Even when using not only a thyristor but also a switching element that can flow a large current such as an SCR, it is possible to achieve a voltage drop of about 20% as described above in a lower voltage range. By this action, the purpose of voltage protection of the switching element is achieved. Furthermore, in the present invention, the suitability or unsuitability of the load is detected by comparing the snapper voltage between the switching element terminals and the DC power supply voltage to the inverter. However, these factors change in proportion to each other, and the detection state does not change for the same load, allowing stable load detection.

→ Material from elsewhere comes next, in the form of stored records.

PR #241, opened 2017-07-31
Fix #208 by adding a ShowSing class

### LINKED ISSUE #208: Generate Show instances for every Sing instance
#179 added custom `Show` instances for `SNat` and `SSym` (as well as `SomeSing Nat` and `SomeSing Symbol`). These are incredibly helpful for debugging purposes. I only wish there were more `Show` instances for other `Sing` instances!

Let's make this happen. I propose generating two additional declarations for each `Sing` instance ('ll use `[]` as an example):

1. Generate a `Show` instance for the `Sing` type. For instance:

   ```haskell
   instance (Show (Demote a), SingKind a, Typeable a) => Show (Sing (x :: [a])) where
     showsPrec p SNil
       = showParen (p > 10)
         ( showString "SNil"
           . showString " @"
           . showsPrec 11 (typeOf (undefined :: a))
         )
     showsPrec p (SCons x xs)
       = showParen (p > 10)
         ( showString "SCons"
           . showString " @"
           . showsPrec 11 (typeOf (undefined :: a))
           . showString " @"
           . showsPrec 11 (fromSing x)
           . showString " @"
           . showsPrec 11 (fromSing xs)
         )
   ```

   Note that coming up with the instance context would be very similar to that of `SingKind` instances, except we must also use additional `Show (Demote a)` and `Typeable a` constraints.

   Example usages (assuming we live in a post-#206 world):

   ```
   λ> SCons @Nat @0 @'[] sing sing
   SCons @Nat @0 @[]
   λ> SCons @[Nat] @'[0] @'[] sing sing
   SCons @[Nat] @[0] @[]
   ```
2. Derive the corresponding `Show` instance for `SomeSing`. For instance:

   ```haskell
   deriving instance (Show (Demote a), SingKind a, Typeable a) => Show (SomeSing [a])
   ```

RyanGlScott:
This implements the ideas laid out in #208. Some highlights:

* There is now a `Data.Singletons.ShowSing` module that exports the `ShowSing` class.
* The Template Haskell machinery has been updated so that calling `$(singletons [d| ... |])` on a datatype with a derived `Show` instance will also generate `ShowSing` and `Show` instances for the singleton type. (See `Note [DerivedDecl]`.)
* Along the way, I found it convenient to make deriving `Show` instances for empty datatypes work (instead of simply erroring as before), so I opted to do this.

### DIFF
--- a/CHANGES.md
+++ b/CHANGES.md
@@ -63,6 +63,9 @@ next
 
 * Add promoted and singled versions of `Show`, including `deriving` support.
 
+* Add a `ShowSing` class, which facilitates the ability to write `Show` instances
+  for `Sing` instances.
+
 * Permit derived `Ord` instances for empty datatypes.
 
 * Permit standalone `deriving` declarations.
--- a/README.md
+++ b/README.md
@@ -213,12 +213,12 @@ addition, there is a `ShowSing` class provided in the
 `Show` instances for `Sing` instances.
 
 What is the difference between the two? Let's use the `False` constructor as an
-example. If you used the `PShow Bool`, then the output of calling `Show_` on
-`False` is `"False"`, much like the value-level `Show Bool` instance (similarly
-for the `SShow Bool` instance). However, the `ShowSing Bool` instance is
-intended for printing the value of the _singleton_ constructor `SFalse`, so
-calling `showsSingPrec 0 SFalse` yields `"SFalse"` (simiarly for the
-`Show (Sing (SBool z))` instance).
+example. If you used the `PShow Bool` instance, then the output of calling
+`Show_` on `False` is `"False"`, much like the value-level `Show Bool` instance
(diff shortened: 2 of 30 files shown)


RyanGlScott:
GitHub seems might confused for some reason. Let me see if closing and re-opening makes a difference.

RyanGlScott:
How does this look, @goldfirere?

goldfirere:
Not sure what you're asking here. If it looks good to you, I'm happy too.

RyanGlScott:
OK. I just wanted to make sure this passed a routine inspection, since this touches so many files in `singletons`.

goldfirere:
Ah. This is a large patch. A quick breeze-through showed up nothing alarming. I'd say to commit -- we can always correct later if there's a problem. Thanks.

[Brief explanation of the drawing]

FIG. 1 is a circuit diagram showing an inverter section according to an embodiment of the present invention, FIG. 2 is a circuit diagram showing a control section and a driving section in the same example, and FIGS. 3a and 3b are signal waveform diagrams of the same example. 14... Gate drive circuit, 15... Inverter, 1
6... Control circuit, 17... Oscillation drive circuit, 28... Discharge circuit.

Claims (1)

[Claims] 1. A DC power supply, an inverter circuit connected to this DC power supply and consisting of a switching element, an induction heating coil, and a resonant capacitor, a snapper circuit that detects the snapper voltage between the switching element terminals of the inverter circuit, and the output of this snapper circuit. A load detection means compares the DC voltage with the above-mentioned DC voltage and determines whether the load consisting of a cooking pot disposed close to the induction heating coil is suitable or not; and the load detection means operates in conjunction with the detection of an unsuitable load by the load detection means. An induction heating cooker characterized by being equipped with a power source variable means for rapidly reducing the power source voltage.